The rex command has the following syntax:

rex [mode=<mode>] field=<field> <pattern> [max_match=<int>] [offset_field=<string>]

Parameters

The rex command supports the following parameters.

Parameter Required/Optional Description
field Required The field to extract data from. The field must be a string.
<pattern> Required The regular expression pattern with named capture groups used to extract new fields. The pattern must contain at least one named capture group using the (?<name>pattern) syntax. Group names must start with a letter and contain only letters and digits.
mode Optional The pattern-matching mode. Valid values are extract and sed. The extract mode creates new fields from regular expression named capture groups. The sed mode performs text substitution using sed-style patterns (supports s/pattern/replacement/ with flags, y/from_chars/to_chars/ transliteration, and backreferences).
max_match Optional The maximum number of matches to extract. If the value is greater than 1, the extracted fields are returned as arrays. A value of 0 indicates unlimited matches; however, the effective number of matches is automatically limited by the configured maximum. The default maximum is 10 and can be configured using plugins.ppl.rex.max_match.limit (see the note). Default is 1.
offset_field Optional Valid in extract mode only.
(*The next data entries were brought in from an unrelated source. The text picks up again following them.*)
PR #776, opened 2017-03-04
Mpuncel/store interfaces

mpuncel:


pkg/store/consul/dsstore/consul_store.go
```diff
@@ -40,18 +46,18 @@ func (e CASError) Error() string {
 	return fmt.Sprintf("Could not check-and-set key %q", string(e))
 }
 
-// Make sure functions declared in the Store interface have the proper contract
-var _ Store = &consulStore{}
-
-func NewConsul(client consulutil.ConsulClient, retries int, logger *logging.Logger) Store {
-	return &consulStore{
+func NewConsul(client consulutil.ConsulClient, retries int, logger *logging.Logger) *store {
```
mpuncel: I agree with you it shouldn't be private, i'll fix all these. I do think I want to not return interfaces though. Justification: https://medium.com/@cep21/preemptive-interface-anti-pattern-in-go-54c18ac0668a.

```
Go is at its most powerful when interface definitions are small. In the standard library, most interface definitions are a single method. This allows the greatest reuse because implementing an interfaces is easy to do. When programmers code to preemptive interfaces like Auth above, the interfaces tend to explode in method count, which makes the whole point of an interface (exchangeable implementations) even more difficult to accomplish.
```

mpuncel: Basically i want this type to return a type that has the full range of capability of talking to consul as it relates to daemon sets, but if it is captured into small interface variables where it is used then it will be easier to swap implementations

rudle: ah gotcha. This work is laying groundwork for the future.
:+1:

mpuncel:
addressed conflicts and added a commit that exports all the types

bin/p2-rctl/main.go
```diff
@@ -113,15 +115,24 @@ func main() {
...
-		rcs:        rcstore.NewConsul(client, labeler, 3),
-		rls:        rollstore.NewConsul(client, labeler, nil),
-		consuls:    consul.NewConsulStore(client),
-		labeler:    labeler,
-		hcheck:     checker.NewConsulHealthChecker(client),
-		logger:     logger,
+		// rcStore copied so many times right now but might not all be
+		// the same implementation of these various interfaces in
+		// the future. Also rcWatcher isn't even used it is simply
+		// used by the roll farm to initialie an RC for a computation
```
petertseng: Oh. And you know, #792 removed that. So, at this point the only thing using rcWatcher is update_test.go I beieve.

PR #918, opened 2017-09-19
Mpuncel/daemon set status

mpuncel:


mpuncel:
this contains commits from #914 so review that first

pkg/ds/farm.go
```diff
@@ -614,29 +625,37 @@ func (dsf *Farm) spawnDaemonSet(
...
 			// The session probably either expired or there was probably a network
 			// error, so the rest will probably fail
 			dsf.handleSessionExpiry(dsFields, dsLogger, err)
-			dsf.releaseLock(dsUnlocker)
+			return false
+		}
+		if !ok {
+			// Lock was either already acquired by another farm or it was Acquired
+			// by this farm
+			dsf.logger.Infof("Lock on daemon set '%v' was already acquired by another ds farm: %s", dsFields.ID, transaction.TxnErrorsToString(resp.Errors))
```
rudle: `Errorf()`

pkg/ds/daemon_set.go
```diff
@@ -224,12 +225,24 @@ func (ds *daemonSet) GetNodeSelector() klabels.Selector {
 	return ds.DaemonSet.NodeSelector
 }
 
+func (ds *daemonSet) Manifest() manifest.Manifest {
+	ds.mu.Lock()
+	defer ds.mu.Unlock()
```
rudle: Why read locks? Is this same mutex used to guard writes too?

pkg/ds/daemon_set.go
```diff
@@ -34,7 +37,8 @@ const (
 )
 
 var (
-	DefaultRetryInterval = 5 * time.Minute
+	DefaultRetryInterval  = 5 * time.Minute
+	statusWritingInterval = 15 * time.Second
```
rudle: Make this a config flag?

pkg/ds/farm.go
mpuncel: I don't think it's really an error, it just means that the daemon set is already claimed by another farm. we expect that to happen often

pkg/ds/daemon_set.go
mpuncel: 👍

pkg/ds/daemon_set.go
mpuncel: yeah, https://github.com/square/p2/blob/master/pkg/ds/daemon_set.go#L313

mpuncel: although maybe there's only one goroutine acting here?

mpuncel:
this has undergone a bit of turmoil since the last review, so not sure if i should still consider it approved.

the main change is that we don't CAS the status values anymore, that proved challenging because the `queryMeta` gives you the last GLOBAL index of consul not the modify index of the key you fetched. I didn't want to tear up our APIs to get the modify index out of the `api.KVPair`. Instead i'm just using a "set" not a "cas" now which I believe to be no less thorough because we do check we have the daemon set lock still and that combined with single goroutine writes should give us the same guarantees

rudle:
I agree with your reasoning. 

I recall that CAS was in the API before transactions were released and it remains around as a less expensive approach to synchronization.

rudle:
:shipit:

mpuncel:
Added a commit to this because I noticed in testing that `replication_in_progress` never became false in the status. Added an `InProgress()` function to replications to handle that

mpuncel:
reviewed the final commit with @rudle in person

PR #920, opened 2017-09-20
Add excludePods option to not shutdown pods

rudle:
This is useful for shutting down apps but not core services

### DIFF
--- a/bin/p2-shutdown/main.go
+++ b/bin/p2-shutdown/main.go
@@ -26,6 +26,7 @@ var (
 	verbose      = kingpin.Flag("verbose", "Print debugging information").Short('v').Bool()
 	dryRun       = kingpin.Flag("dry", "Dry run: do not stop any pods").Short('d').Bool()
 	shutdownPods = kingpin.Flag("pods", "The list of pods to shutdown. Leave empty for all").Short('p').Strings()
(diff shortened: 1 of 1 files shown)


bin/p2-shutdown/main.go
```diff
@@ -26,6 +26,7 @@ var (
 	verbose      = kingpin.Flag("verbose", "Print debugging information").Short('v').Bool()
 	dryRun       = kingpin.Flag("dry", "Dry run: do not stop any pods").Short('d').Bool()
 	shutdownPods = kingpin.Flag("pods", "The list of pods to shutdown. Leave empty for all").Short('p').Strings()
+	excludePods  = kingpin.Flag("exclude-pods", "The list of pods to exclude from shutdown.").Short('e').Strings()
```
mpuncel: do we want some kind of typo protection? verify that all the excluded pods exist on the system? maybe that's too restrictive

rudle: It's only for shutdown use cases, so I think the cost of being wrong is not big enough to warrant the cost.

This change was motivated by a feature request to exclude the RCE agent that executes this very script when shutting down a host for maintenance. We're moving towards a world where people don't type this in by hand.

mpuncel: 👍

PR #922, opened 2017-09-20
Mpuncel/fix replication

mpuncel:


pkg/store/consul/transaction/transaction.go
```diff
@@ -162,20 +162,24 @@ func CommitWithRetries(ctx context.Context, txner Txner) (bool, *api.KVTxnRespon
...
 
-	backoff := 100 * time.Millisecond
-	for err := f(); err != nil; err = f() {
-		select {
-		case <-ctx.Done():
-			break
-		default:
+	// Need this anonymous function because you can't use "break" in a
+	// select, you have to return :(
+	func() {
```
spenceral: Could you use a label here? 
```
Loop:
for err := f(); err != nil; err = f() {
select {
    case <-ctx.Done():
        break Loop
    ...
}
```

mpuncel: yeah that would have worked as well. I think I like functions better than labels (although i've never worked with them). Here we'd probably get away with it but you can imagine if there were lots of labels here it might be hard to know where a block of new code being added should go. I think it's easier to grok the control flow with functions

PR #925, opened 2017-09-26
Fix a bug in p2-inspect where launchable versions would be incorrect

mpuncel:


pkg/inspect/inspect.go
```diff
@@ -70,9 +70,9 @@ func AddKVPToMap(result consul.ManifestResult, source int, filterNode types.Node
 		}
 		old.IntentManifestSHA = manifestSHA
 		for launchableID, launchable := range result.Manifest.GetLaunchableStanzas() {
-			var version *launch.LaunchableVersion
+			var version launch.LaunchableVersion
```
rudle: this code looks similar to the helper function LaunchableVersion() on the LaunchableStanza type

PR #926, opened 2017-09-26
Straighten out the logic around excluded pods

rudle:
Add a test that ought to have appeared in the original PR

### DIFF
--- a/bin/p2-shutdown/main.go
+++ b/bin/p2-shutdown/main.go
@@ -46,11 +46,13 @@ func main() {
 		log.Fatalf("caught fatal error while querying datastore: %v", err)
 	}
 
+	podsToExclude := make([]types.PodID, 0, len(*excludePods))
+	for _, s := range *excludePods {
+		podsToExclude = append(podsToExclude, types.PodID(s))
+	}
+
 	podsToShutdown := make([]types.PodID, 0, len(*shutdownPods))
 	for _, pod := range *shutdownPods {
-		if listInclude(pod, *excludePods) {
-			continue
-		}
 		podsToShutdown = append(podsToShutdown, types.PodID(pod))
 	}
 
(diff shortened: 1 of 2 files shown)


bin/p2-shutdown/main.go
```diff
@@ -59,12 +56,12 @@ func main() {
 	var haltWG sync.WaitGroup
 	for _, realityEntry := range reality {
 		pod := podFactory.NewLegacyPod(realityEntry.Manifest.ID())
-		if *dryRun {
-			log.Printf("dry run, skipping this pod: %s", pod.Id)
+		if !shutdownPod(pod.Id, podsToShutdown, *excludePods) {
```
mpuncel: nit: `shouldShutdownPod()` would better indicate that this function doesn't perform the down shutting

bin/p2-shutdown/main_test.go
```diff
@@ -0,0 +1,27 @@
...
+func TestShutdownPod(t *testing.T) {
+	testCases := []struct {
+		pod            types.PodID
+		podsToShutdown []types.PodID
+		podsToExclude  []string
+		expectation    bool
+	}{
+		{types.PodID("a"), []types.PodID{"a"}, []string{}, true},
+		{types.PodID("a"), []types.PodID{}, []string{"a"}, false},
+		{types.PodID("a"), []types.PodID{}, []string{}, true},
```
mpuncel: maybe add a case where "b" is in teh shutdown list which should make the expectation for "a" false right?

rudle:
Feedback addressed. 

I guess I have different git authors on my different machines. That's annoying.

bin/p2-shutdown/main.go
```diff
@@ -84,23 +86,22 @@ func main() {
...
 	}
-	return false
-}
 
-func listInclude(pod string, pods []string) bool {
-	for _, p := range pods {
-		if p == pod {
-			return true
-		}
+	if len(podsToShutdown) > 0 {
```
petertseng: I guess if you wanted to code golf you could `return len(podsToShutdown) == 0`

shrug

PR #928, opened 2017-10-04
Mpuncel/allocate scheduler

mpuncel:
This gives us a starting point to build our allocation server endpoint


pkg/grpc/scheduler/protos/scheduler.proto
```diff
@@ -0,0 +1,17 @@
+syntax = "proto3";
+
+package scheduler_protos;
+
+service P2Scheduler {
+  rpc Allocate (AllocateRequest) returns (AllocateResponse) {}
```
spenceral: nit: I like `AllocateNodes` which I think you mentioned in person earlier

mpuncel:
addressed feedback, although I realized that maybe the implementation of the scheduler interface shouldn't be `ApplicatorScheduler` because it's going to be doing grpc stuff not just labels queries? can probably punt that to a different PR once we start the implementation tho

PR #929, opened 2017-10-04
Add groundwork for allocating nodes based on a given strategy

spenceral:


pkg/rc/fields/fields.go
```diff
@@ -49,6 +52,10 @@ type RC struct {
 
 	// When disabled, this controller will not make any scheduling changes
 	Disabled bool
+
+	// Distinguishes between dynamic, static or other strategies for allocating
+	// nodes on which the rc can schedule the manifest.
+	AllocationStrategy Strategy
```
mpuncel: you're also going to need to add this to `RawRC` and probably copy the value to/from the RC in the JSON marshaling functions. Sorry this stuff is so convoluted, i think it doesn't have to be but that's how it is :)

pkg/rc/fields/fields.go
```diff
@@ -15,6 +15,9 @@ import (
 // string format so that Go will typecheck its uses.
 type ID string
 
+// Strategy is a type alias used for node allocation strategies.
+type Strategy int
```
mpuncel: i'd probably rather make this a string so that you can tell what the strategy is by looking at the JSON without needing to correlate it with an enum

pkg/rc/replication_controller.go
```diff
@@ -256,6 +262,17 @@ func (rc *replicationController) addPods(current types.PodLocations, eligible []
 			txn, cancelFunc = rc.newAuditingTransaction(context.Background(), txn.Nodes())
 		}
 		if len(possibleSorted) < i+1 {
+			if rc.AllocationStrategy == CattleStrategy {
```
mpuncel: it's probably fine to just leave this out of the PR, you can keep it in a branch for later

spenceral:
Updated to fix build and tests

integration/single-node-slug-deploy/check.go
```diff
@@ -441,13 +441,13 @@ func verifyTransferReplicas(errCh chan<- error, tempdir string, logger logging.L
...
 	man := builder.GetManifest()
 
-	fromRC, err := rcStore.Create(man, klabels.Everything(), "some_az", "some_cn", nil, nil)
+	fromRC, err := rcStore.Create(man, klabels.Everything(), "some_az", "some_cn", nil, nil, "some_strategy")
 	if err != nil {
 		errCh <- util.Errorf("could not create RC for replica transfer test: %s", err)
 		return
 	}
 
-	toRC, err := rcStore.Create(man, klabels.Everything(), "some_az", "some_cn", nil, nil)
```
mpuncel: mental note to myself that we'll probably have to make this a real strategy once the RC farm actually looks at this (the integration test runs a real RC farm!)

spenceral: I thought about putting `PetStrategy` in instead of `"some_strategy"` but didn't know if it was overkill. I no longer check if a string is a valid strategy by doing a map lookup so we may not need to make it an actual strategy if we just let it fall through to the default case/branch

PR #932, opened 2017-10-06
Add RC Status store

spenceral:
As part of better host idling, RC's will keep track of their status to know when they are performing a node transfer. To do this they will need to Get the status to see if a node transfer is in progress, Set the status when they are performing a node transfer, and Delete the status when they are finished.  Those three behaviors are implemented and tested.

### DIFF
--- a/pkg/store/consul/statusstore/rcstatus/status.go
+++ b/pkg/store/consul/statusstore/rcstatus/status.go
@@ -1,0 +1,38 @@
+package rcstatus
+
+import (
+	"encoding/json"
+
+	"github.com/square/p2/pkg/store/consul/statusstore"
+	"github.com/square/p2/pkg/types"
+	"github.com/square/p2/pkg/util"
+)
+
+type RCStatus struct {
+	NodeTransfer NodeTransfer `json:"node_transfer"`
+}
+
+type NodeTransfer struct {
+	OldNode types.NodeName `json:"old_node"`
+	NewNode types.NodeName `json:"new_node"`
+}
+
+func statusToRCStatus(rawStatus statusstore.Status) (RCStatus, error) {
+	var rcStatus RCStatus
+
+	err := json.Unmarshal(rawStatus.Bytes(), &rcStatus)
+	if err != nil {
+		return RCStatus{}, util.Errorf("Could not unmarshal raw status as rc status: %s", err)
+	}
+
+	return rcStatus, nil
+}
+
+func rcStatusToStatus(rcStatus RCStatus) (statusstore.Status, error) {
+	bytes, err := json.Marshal(rcStatus)
+	if err != nil {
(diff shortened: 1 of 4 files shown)


pkg/store/consul/statusstore/rcstatus/status.go
```diff
@@ -0,0 +1,38 @@
...
+import (
+	"encoding/json"
+
+	"github.com/square/p2/pkg/store/consul/statusstore"
+	"github.com/square/p2/pkg/types"
+	"github.com/square/p2/pkg/util"
+)
+
+type RCStatus struct {
+	NodeTransfer NodeTransfer `json:"node_transfer"`
```
mpuncel: I wonder if we want to make this a pointer or a list so it's more obvious when it's empty? otherwise we can check that `OldNode == "" && NewNode == ""`

pkg/store/consul/statusstore/rcstatus/store_test.go
```diff
@@ -0,0 +1,92 @@
...
+	}
+
+	if !statusstore.IsNoStatus(err) {
+		t.Errorf("Expected error to be NoStatus but was %s", err)
+	}
+}
+
+func newFixture() *ConsulStore {
+	return &ConsulStore{
+		statusStore: statusstoretest.NewFake(),
```
mpuncel: Heads up for next time, lately i've been using `consulutil.NewFixture(t)` everywhere to get a consul client and then just call the normal initialier (e.g. `statusstore.NewConsul(fixture.Client)` or whatever it's called. The reason for this is that we'll likely add operations that use transaction and we're never going to make this fake status store implement transactions.

mpuncel: (this is totally fine for the functions you have so not a PR blocker)

mpuncel:
looks great! just raised some thoughts for the future but they're thinks we can address in future PRs as this functionality is actually used

pkg/store/consul/statusstore/rcstatus/status.go
spenceral: Yeah thats a good question. I think it depends on how we end up using it. Will the RCStatus always exist and the we'll check to see if NodeTransfer is empty, or will we delete the RCStatus when we're done so we'll be checking for a `NoStatus` error from Consul to see if a node transfer is not in progress?

mpuncel: Once an RC status record is created I'd think it should exist for the whole lifetime of the RC, and we'll just empty out the `NodeTransfer` part when the transfer is done. The question is just whether the `NodeTransfer` structure itself should be `nil` (which is only allowed in Go if you use a pointer) or if it should have `""` for both of its fields

spenceral: Okay in that case I agree that we should use a pointer

PR #933, opened 2017-10-09
Spenceral/implement new states

spenceral:
When RCs discovers they are scheduled to ineligible nodes, those with the cattle strategy make a call to `scheduler.AllocateNodes()` and write a node transfer status. Those with the old strategy (pet strategy) will alert. 

There are currently no tests. Thorough integration tests will be written once the the entire new replication controller behavior has finished being implemented.

### DIFF
--- a/pkg/rc/replication_controller.go
+++ b/pkg/rc/replication_controller.go
@@ -19,6 +19,8 @@ import (
 	"github.com/square/p2/pkg/scheduler"
 	"github.com/square/p2/pkg/store/consul"
 	"github.com/square/p2/pkg/store/consul/rcstore"
+	"github.com/square/p2/pkg/store/consul/statusstore"
+	"github.com/square/p2/pkg/store/consul/statusstore/rcstatus"
 	"github.com/square/p2/pkg/store/consul/transaction"
 	"github.com/square/p2/pkg/types"
 	"github.com/square/p2/pkg/util"
@@ -103,6 +105,7 @@ type replicationController struct {
 	logger logging.Logger
 
 	consulStore   consulStore
+	rcStatusStore rcstatus.ConsulStore
 	auditLogStore AuditLogStore
 	txner         transaction.Txner
 	rcWatcher     ReplicationControllerWatcher
@@ -118,6 +121,7 @@ type ReplicationControllerWatcher interface {
 func New(
 	fields fields.RC,
 	consulStore consulStore,
+	rcStatusStore rcstatus.ConsulStore,
 	auditLogStore AuditLogStore,
 	txner transaction.Txner,
 	rcWatcher ReplicationControllerWatcher,
@@ -135,6 +139,7 @@ func New(
 
 		logger:        logger,
 		consulStore:   consulStore,
+		rcStatusStore: rcStatusStore,
 		auditLogStore: auditLogStore,
 		txner:         txner,
 		rcWatcher:     rcWatcher,
@@ -498,11 +503,7 @@ func (rc *replicationController) checkForIneligible(current types.PodLocations, 
 	}
 
 	if len(ineligibleCurrent) > 0 {
-		errMsg := fmt.Sprintf("RC has scheduled %d ineligible nodes: %s", len(ineligibleCurrent), ineligibleCurrent)
-		err := rc.alerter.Alert(rc.alertInfo(errMsg))
-		if err != nil {
-			rc.logger.WithError(err).Errorln("Unable to send alert")
-		}
+		rc.transferNodes(ineligibleCurrent)
 	}
 }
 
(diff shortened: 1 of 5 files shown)


pkg/store/consul/kv.go
```diff
@@ -28,8 +28,9 @@ import (
 const (
 	TTL = 60 * time.Second
 
-	// Don't change this, it affects where pod status keys are read and written from
+	// Don't change this, it affects where status keys are read and written from
 	PreparerPodStatusNamespace statusstore.Namespace = "preparer"
+	RCStatusNamespace          statusstore.Namespace = "rc_farm"
```
rudle: I gotta nit the name because this will be hard to change. Avoid contractions, go for the explicit "replication_controller"

pkg/rc/replication_controller.go
```diff
@@ -316,6 +308,72 @@ func (rc *replicationController) addPods(current types.PodLocations, eligible []
...
+	return err
+}
+
+func (rc *replicationController) doNotEnoughCattleNodes(currentNodes []types.NodeName, eligibleNodes []types.NodeName, numScheduledNodes int) error {
+	rcStatus, _, err := rc.rcStatusStore.Get(rc.ID())
+	isNoNodeTransferInProgress := (err != nil && statusstore.IsNoStatus(err)) ||
+		(err == nil && rcStatus.NodeTransfer == nil)
+	if isNoNodeTransferInProgress {
+		newNodes, err := rc.scheduler.AllocateNodes(rc.Manifest, rc.NodeSelector, len(currentNodes)+1)
+		if err != nil || len(newNodes) < 1 {
```
rudle: We need to capture this error message if it's not nil.

pkg/rc/replication_controller.go
```diff
@@ -316,6 +308,72 @@ func (rc *replicationController) addPods(current types.PodLocations, eligible []
...
+	case txnErr != nil:
+		return txnErr
+	case !ok:
+		return util.Errorf("could not schedule pods due to transaction violation: %s", transaction.TxnErrorsToString(resp.Errors))
+	}
+
+	return err
+}
+
+func (rc *replicationController) doNotEnoughCattleNodes(currentNodes []types.NodeName, eligibleNodes []types.NodeName, numScheduledNodes int) error {
```
rudle: I don't see any code to check that the RC lock is still held. Is this code run inside of the RC lock's critical section at all?

pkg/store/consul/kv.go
spenceral: Will do

pkg/rc/replication_controller.go
spenceral: Ah I see that the lock is used when accessing the fields in the `fields.RC` struct. I'll update to use the lock.

pkg/rc/replication_controller.go
spenceral: Will do

pkg/rc/replication_controller.go
```diff
@@ -316,6 +318,70 @@ func (rc *replicationController) addPods(current types.PodLocations, eligible []
...
+	if err != nil {
+		return util.Errorf("Unable to allocate nodes: %s", err)
+	}
+
+	return nil
+}
+
+func (rc *replicationController) allocateCattleNodes(currentNodes []types.NodeName, eligibleNodes []types.NodeName) error {
+	rcStatus, _, err := rc.rcStatusStore.Get(rc.ID())
+	isNoNodeTransferInProgress := (err != nil && statusstore.IsNoStatus(err)) ||
```
mpuncel: i think you're not handling the `err !=nil && !statusstore.IsNoStatus(err)` case here (in other words, when there is a real error that prevents you from reading the status.

When there are a lot of cases I like using switch statements. you could do something like this:

```
switch {
case err == nil || statusstore.IsNoStatus(err):
  isNoNodeTransferInProgress = true
default:
  return err
}
```

pkg/rc/replication_controller.go
```diff
@@ -316,6 +318,70 @@ func (rc *replicationController) addPods(current types.PodLocations, eligible []
...
+				rc.logger.WithError(err).Errorln("Unable to send alert")
+			}
+
+			return util.Errorf(errMsg)
+		}
+
+		// Right now we do not support multiple node transfers, so we just
+		// write the first
+		rcStatus.NodeTransfer.NewNode = newNodes[0]
+		err = rc.rcStatusStore.Set(rc.ID(), rcStatus)
```
mpuncel: I don't think it's strictly necessary but it'd probably be good practice if we used a transaction here. either a "check-and-set" using the modify index from the previous `Get()` call or do it in a full on transaction (would be a check-and-set either way)

pkg/rc/replication_controller.go
```diff
@@ -316,6 +318,70 @@ func (rc *replicationController) addPods(current types.PodLocations, eligible []
...
+		if err != nil {
+			return util.Errorf("Could not write new node to store: %s", err)
+		}
+	} else if err != nil {
```
mpuncel: oh you are handling the error after all! my bad for not seeing that. I do subscribe to the philosophy of the golang style guide though: https://github.com/golang/go/wiki/CodeReviewComments#indent-error-flow . basically it's good to handle the errors as soon as they show up

pkg/rc/replication_controller.go
```diff
@@ -295,7 +293,11 @@ func (rc *replicationController) addPods(current types.PodLocations, eligible []
 				return util.Errorf("could not schedule pods due to transaction violation: %s", transaction.TxnErrorsToString(resp.Errors))
 			}
 
-			return util.Errorf(errMsg)
+			if err != nil {
+				return util.Errorf("Could not meet desires by allocating nodes: %s. Scheduled on %d nodes instead.", err, i)
+			}
+
+			return nil
```
mpuncel: I think you don't want to return here because you haven't done the `schedule()` yet

pkg/rc/replication_controller.go
```diff
@@ -277,14 +282,7 @@ func (rc *replicationController) addPods(current types.PodLocations, eligible []
...
 		if len(possibleSorted) < i+1 {
-			errMsg := fmt.Sprintf(
-				"Not enough nodes to meet desire: %d replicas desired, %d currentNodes, %d eligible. Scheduled on %d nodes instead.",
-				rc.ReplicasDesired, len(currentNodes), len(eligible), i,
-			)
-			err := rc.alerter.Alert(rc.alertInfo(errMsg))
-			if err != nil {
-				rc.logger.WithError(err).Errorln("Unable to send alert")
-			}
+			err := rc.allocateNodes(currentNodes, eligible)
```
mpuncel: If the goal of this PR is to allow node transfers, I think the right place for this is actually within `checkForIneligible()` on line 237 (of course that function should be renamed). "ineligible" means that the RC is scheduled on a node that it shouldn't be scheduled on, it seems like as written the goal of this code is being able to scale an RC beyond what has been allocated. We shouldn't even need a node transfer for that case since it's simply adding more!

pkg/rc/replication_controller.go
spenceral: really useful link. There are a few things I should refactor based on those recommendations

pkg/rc/replication_controller.go
```diff
@@ -562,6 +562,10 @@ func (rc *replicationController) checkForIneligible(current types.PodLocations,
 	}
 
 	if len(ineligibleCurrent) > 0 {
+		if rc.AllocationStrategy == fields.CattleStrategy {
+			rc.allocateCattleNodes(current.Nodes(), eligible)
+			return
```
spenceral: @mpuncel

mpuncel: yeah that looks like the right spot

pkg/rc/replication_controller.go
```diff
@@ -316,6 +318,70 @@ func (rc *replicationController) addPods(current types.PodLocations, eligible []
...
+	return nil
+}
+
+func (rc *replicationController) allocateCattleNodes(currentNodes []types.NodeName, eligibleNodes []types.NodeName) error {
+	rcStatus, _, err := rc.rcStatusStore.Get(rc.ID())
+	isNoNodeTransferInProgress := (err != nil && statusstore.IsNoStatus(err)) ||
+		(err == nil && rcStatus.NodeTransfer == nil)
+	if isNoNodeTransferInProgress {
+		rc.mu.Lock()
+		newNodes, err := rc.scheduler.AllocateNodes(rc.Manifest, rc.NodeSelector, len(currentNodes)+1)
```
mpuncel: I think you should just pass `1` here rather than `len(currentNodes)+1`. We could implement the server to know what you mean but that will require more calls between p2-resource-api and hoist and also the RC loop here has access to the full list of nodes, so it won't do a double allocate

spenceral: Sounds good, I just misunderstood the intention of that parameter. I remember debating between a couple of interpretations. I should've just asked 🙃

pkg/rc/replication_controller.go
spenceral: Are you suggesting that we should not be allocating nodes here at all? I took it as there are two cases in which we allocate: 1) the ineligible case, and 2) the not enough nodes case where we simply add one without performing a node transfer.

pkg/rc/replication_controller.go
mpuncel: yeah at some point I thought we needed the total, then realized we didn't! sorry for the churn

pkg/rc/replication_controller.go
```diff
@@ -614,3 +615,82 @@ func (rc *replicationController) unschedule(txn *auditingTransaction, node types
...
+	}
+	if err != nil {
+		return util.Errorf("Unable to transfer nodes: %s", err)
+	}
+
+	return nil
+}
+
+func (rc *replicationController) transferCattleNodes(ineligibleCurrent []types.NodeName) error {
+	if len(ineligibleCurrent) < 1 {
```
spenceral: Note: we may change this if we decide to bring this node allocation functionality to `addPods()` since there would be no current ineligible nodes in that case

spenceral:
Added tests to wrap this up, but the implementation will likely change once we finalize our node transfer strategy.

pkg/rc/replication_controller.go
```diff
@@ -498,11 +503,7 @@ func (rc *replicationController) checkForIneligible(current types.PodLocations,
 	}
 
 	if len(ineligibleCurrent) > 0 {
-		errMsg := fmt.Sprintf("RC has scheduled %d ineligible nodes: %s", len(ineligibleCurrent), ineligibleCurrent)
-		err := rc.alerter.Alert(rc.alertInfo(errMsg))
-		if err != nil {
-			rc.logger.WithError(err).Errorln("Unable to send alert")
-		}
+		rc.transferNodes(ineligibleCurrent)
```
mpuncel: `errcheck` in the build noticed that you're not checking the error that `transferNodes()` returns here

mpuncel: I found this by running `errcheck -ignoretests github.com/square/p2/pkg/... | grep -v defer` which is the line that failed in the build (but you have to unwrap it from the `exit() | wc -l`)

mpuncel:
I thought I approved this on Friday! sorry about that!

The name of the field in which to store the character offset positions of the matches.

You can set the max_match limit in the plugins.ppl.rex.max_match.limit cluster setting. For more information, see SQL settings. Setting this limit to a large value is not recommended because it can lead to excessive memory consumption, especially with patterns that match empty strings (for example, \d* or \w*).

Example 1: Extracting service name and error type from log messages

The following query extracts the error type from Java exception log messages. Non-matching rows return null for the extracted field:

source=otellogs
| where severityText = 'ERROR'
| rex field=body "(?<errtype>[A-Z][a-zA-Z]+Exception)"
| fields body, errtype
| head 3

The query returns the following results:

body errtype
Payment failed: connection timeout to payment gateway after 30000ms null
NullPointerException in CheckoutService.placeOrder at line 142 NullPointerException
Out of memory: Java heap space - shutting down pod payment-6f8d4b-ht7q3 null

Example 2: Extracting multiple words using max_match

The following query uses the rex command with the max_match parameter to extract multiple words from the body field. The extracted field is returned as an array of strings:

source=otellogs
| where severityText = 'WARN'
| rex field=body "(?<word>[A-Za-z]+)" max_match=3
| fields body, word

The query returns the following results:

body word
Slow query detected: SELECT * FROM products WHERE category = ‘electronics’ took 3200ms [Slow,query,detected]
Connection pool 80% utilized on database replica db-replica-02 [Connection,pool,utilized]
SSL certificate for api.example.com expires in 14 days [SSL,certificate,for]
Rate limit threshold reached: 450/500 requests per minute for API key ending in …abc789 [Rate,limit,threshold]

Example 3: Replacing text using sed mode

The following query uses sed mode to mask IP addresses in log messages for privacy compliance:

source=otellogs
| where LIKE(body, '%authenticated%') OR LIKE(body, '%credentials%')
| rex field=body mode=sed "s/[0-9]+\\.[0-9]+\\.[0-9]+\\.[0-9]+/xxx.xxx.xxx.xxx/"
| fields body

The query returns the following results:

body
User U300 authenticated via OAuth2 from xxx.xxx.xxx.xxx

Example 4: Tracking match positions using offset_field

The following query tracks the character positions where matches occur, useful for highlighting matches in a UI:

source=otellogs
| where severityText = 'ERROR'
| rex field=body "(?<errtype>[A-Z][a-zA-Z]+Exception)" offset_field=pos
| where NOT ISNULL(errtype)
| fields body, errtype, pos

The query returns the following results:

body errtype pos
NullPointerException in CheckoutService.placeOrder at line 142 NullPointerException errtype=0-19

Capture group names cannot contain underscores because of Java regex limitations. For example, (?<error_type>\w+) is invalid; use (?<errortype>\w+) instead.

For detailed Java regex pattern syntax and usage, refer to the official Java Pattern documentation.